Optimisme Menatap Indonesia ke Depan
Pidato kenegaraan nota keuangan Presiden Joko Widodo pada Sidang Tahunan MPR Tahun 2019, 16 Agustus lalu, menyiratkan optimisme. Sejumlah parameter ekonomi dan sosial menunjukkan hasil positif di tengah kondisi ekonomi dunia yang bergejolak akibat perang dagang China-AS.
Presiden mengemukakan sejumlah variabel yang menyiratkan Indonesia berjalan cukup baik meski dihadapkan pada kondisi perekonomian global yang bergejolak. Beberapa data makro dari BPS dibacakan, di antaranya tren pertumbuhan ekonomi Indonesia yang rata-rata 5 persen per tahun.

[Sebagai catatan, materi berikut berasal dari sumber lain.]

PR #759, opened 2026-09-14
ci: cache the binaries electron-builder downloads

c8dhjp4tyv-bit:
## Why

The three packaging jobs download the Electron binary and electron-builder's own helper binaries on every run, so a bad response from those hosts fails the job outright. Three died that way inside one day:

| when | job | error |
| --- | --- | --- |
| 14 Sep 14:50 | [Electron control center (Windows)](https://github.com/duolahypercho/codex-router/actions/runs/34857987861/job/104022418711) | `Response code 504 (Gateway Time-out)`, right after `downloaded label=nsis-3.0.4.1.7z` |
| 14 Sep 14:53 | [Unified native macOS app](https://github.com/duolahypercho/codex-router/actions/runs/34857987861/job/104022418939) | `Response code 504`, right after `downloaded label=electron` |
| 14 Sep 01:16 | [Electron control center (Linux)](https://github.com/duolahypercho/codex-router/actions/runs/34795374753) | `Response code 500 (Internal Server Error)` |
| 14 Sep 15:36 | [Electron control center (Windows)](https://github.com/duolahypercho/codex-router/actions/runs/34863045029/job/104039870191) | `Response code 500`, again right after `downloaded label=nsis-3.0.4.1.7z` — **this PR's own first run** |

Both 504s are `HTTPError` thrown out of `got` inside `apps/control-center/node_modules`, three minutes apart on two different runners — the download host, not the build. All three cleared on a re-run.

That last one is this branch's own first CI run, and it is worth being plain about: **a cold cache does not protect anything**, so the first run was exposed exactly like any other. It did, however, demonstrate the second half of the problem — see below.

## What changed

`actions/cache/restore` + `actions/cache/save` around the two directories electron-builder already keeps, on all three packaging jobs, keyed on `apps/control-center/package-lock.json` so an Electron bump misses and everything else hits.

Pada triwulan II-2019, pertumbuhan Indonesia berada pada besaran 5,07 persen. Angka ini masih jauh dari target tahun 2019 yang direncanakan naik sekitar 5,3 persen. Meski demikian, pencapaian itu tetap harus disyukuri karena sejumlah parameter lain menunjukkan pencapaian menggembirakan.

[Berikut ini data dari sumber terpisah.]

Issue #465, opened 2026-08-26
Windows: router.mjs crashes with exit code 3221226505 (0xC0000409 STATUS_STACK_BUFFER_OVERRUN), suspect zstdDecompressSync


lengocanh2005it:
## Summary

`router.mjs` (the main process listening on `CODEX_ROUTER_PORT`, e.g. 4202) intermittently crashes on Windows with exit code `3221226505` (`0xC0000409` / `STATUS_STACK_BUFFER_OVERRUN`), a native-level crash with no JS stack trace. When it happens, every child process (litellm gateway, oauth forwarders) dies with it and the whole router stays down until something restarts it — Task Scheduler's own `RestartCount`/`RestartInterval` on the installed task did not bring it back on its own in my testing.

## Environment

- OS: Windows 11 Home Single Language 10.0.26200
- Node: v22.22.2 (`C:\nvm4w\nodejs\node.exe`)
- codex-router: `0.4.0-beta.4` (confirmed the relevant code paths below are unchanged as of current `main` / `v0.5.0` — `router.mjs`'s `decodeBody()`/`zstdDecompressSync` and `antigravity-oauth-forwarder.mjs` have no diff between my checkout and `origin/main`)
- Router run via `start-codex-router.cmd` under a Task Scheduler task (logon trigger)

## Observed pattern

Reproduced 3 times over one day, always the same exit code, always at the end of a long session with a lot of traffic:

```
[codex-router] Codex router exited (code=3221226505, signal=null).
```

- The request immediately before the crash always completed normally (`status=200`) — no single "poison" request visible in the log.
- All 3 crashes happened after a sustained streak of successful `antigravity-oauth/gemini-3.7-flash` requests, in sessions where `cached_tokens` had climbed well into the 100k–200k range (i.e. long-running sessions with large accumulated context).
- No stack trace is logged, consistent with a native crash rather than an uncaught JS exception.

## Suspected cause (unconfirmed — no crash dump yet)

`decodeBody()` in `src/router.mjs` (around line 372) calls `zstdDecompressSync` from `node:zlib` to decompress the incoming request body:

```js
if (encoding === "zstd") decoded = zstdDecompressSync(decoded, options);
```

[...]

PR #764, opened 2026-09-14
fix(cursor): preflight and async-inflate the last synchronous zstd path

duolahypercho:
Relates to #465. **This does not fix that crash**, and does not claim to.

## Context

PR #564 hardened `decodeBody` on `/v1/responses`: the Zstandard frame header is read for its declared content size and answered with 413 *before any native decoder sees the body*, and the inflate uses the promisified async `zstdDecompress` so a multi-megabyte frame does not run on the event loop.

`src/cursor-surface.mjs` was missed. It still called the one-shot synchronous `zstdDecompressSync` with no preflight, and it is imported by `src/router.mjs:33`. `git log -S zstdDecompressSync -- src/cursor-surface.mjs` returns exactly one commit — the one that introduced it — so the #564 hardening never reached this file.

It runs only for `/cursor/...` requests, so it cannot account for #465's `/v1/responses` crashes (Windows `0xC0000409` / `STATUS_STACK_BUFFER_OVERRUN`). That root cause remains unconfirmed and blocked on a crash dump. This is simply the last synchronous zstd inflate in the router, and it gets the same defensive treatment for the same reasons — as noted in the issue thread.

## Change

- `decodedRequestBody` is now `async`. Its zstd branch calls `zstdFrameContentSize` from `src/http-utils.mjs` — the existing parser, not a copy — and refuses a frame declaring more than `MAX_CURSOR_BODY_BYTES` before the native decoder is handed anything.
- The inflate is `promisify(zstdDecompress)` under the same `maxOutputLength`. The cap value (32 MiB) is unchanged.
- The three call sites (`handleCursorApp`, plus `RunSSE` and `BidiAppend` in `handleCursorCli`) gain `await`; all three were already `async`.
- gzip, deflate and br are untouched. No synchronous zstd inflate remains anywhere in `src/`.

## Status code

The oversize rejection is a `status`-carrying error, like the 400/404/415 this surface already raises. All three call sites sit outside the local `try`, so it reaches the server-level catch in `router.mjs` and `httpErrorStatus` returns 413 — the same status the equivalent rejection returns on `/v1/responses`.

Deliberately **not** ported: `decodeBody`'s `ERR_BUFFER_TOO_LARGE` -> 413 wrap. Here it would also change the gzip/deflate/br overflow status. A frame that omits its declared size and overflows the cap still returns 502, exactly as before. Porting that is a separate, broader call.

## Verification

```
node --test test/cursor-surface.test.mjs test/http-utils-zstd-frame.test.mjs
tests 14  pass 14  fail 0
```

One regression test, using the file's existing HTTP fixture: a real `zstdCompressSync` body still round-trips and routes, then a hand-built header declaring 64 MiB — followed by bytes that are deliberately *not* a decodable frame body — returns 413 with the upstream call count unmoved. The garbage tail is the point: if the preflight ever stops firing, the decoder fails the inflate instead and the status drops to 500. Verified by disabling the preflight, which produces exactly that failure.


duolahypercho:
Line-by-line review: adopt.

This is the last `zstdDecompressSync` in `src/`. Same preflight as `/v1/responses`: read declared frame size, 413 before native decode, async `zstdDecompress` under the existing 32 MiB cap. gzip/deflate/br unchanged. The three call sites were already async.

The oversize fixture (64 MiB header + undecodable tail) is a real negative control: if the preflight dies, inflate fails and the status is no longer 413. Merging.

Angka pengangguran, kemiskinan, ketimpangan pendapatan, dan Indeks Pembangunan Manusia (IPM) menunjukkan perbaikan. Pada tahun 2015, angka pengangguran sebesar 5,81 persen, dan pada Februari 2019 susut menjadi 5,01 persen. Hal ini juga terjadi pada angka kemiskinan yang berkurang menjadi 9,41 persen pada Maret 2019. Padahal, pada Maret 2015, angka kemiskinan 11,22 persen.
Penduduk yang bekerja bertambah banyak sehingga memiliki pendapatan yang perlahan-lahan mengentaskan mereka dari kemiskinan. Indikasinya terlihat dari rasio gini yang mengecil, dari 0,408 pada tahun 2015 menjadi 0,382 pada Maret 2019.
Pendapatan yang semakin merata membantu penduduk untuk meningkatkan akses kesehatan, pendidikan, dan sebagainya. Parameter untuk melihat tingginya akses penduduk terhadap hasil pembangunan ini terlihat dari besaran IPM. Pada tahun 2015, IPM rata-rata berada pada angka 69,55, sementara pada 2018 naik menjadi 71,39. Hal ini menandakan kenaikan dalam standar kualitas pendidikan, akses kesehatan, serta kualitas hidup.
Kualitas SDM
Presiden menekankan ekonomi nasional harus tetap tumbuh meski secara global perekonomian sedang melambat dan sejumlah negara mengalami krisis finansial. Situasi krisis harus diubah menjadi peluang. Salah satu kuncinya ialah meningkatkan daya saing nasional yang bertumpu pada kualitas sumber daya manusia (SDM).
SDM berkualitas adalah modal penting dalam memasuki era ekonomi yang berbasis pada teknologi digital. Jika Indonesia memiliki SDM unggul, jumlah penduduk terbesar keempat di dunia yang sebagian besar berusia muda merupakan keunggulan absolut.
Keseriusan untuk membangun SDM terproyeksi dalam laporan tahunan Presiden Joko Widodo. Kebijakan fiskal pada 2020 ditekankan pada anggaran untuk akselerasi daya saing melalui inovasi dan penguatan kualitas SDM.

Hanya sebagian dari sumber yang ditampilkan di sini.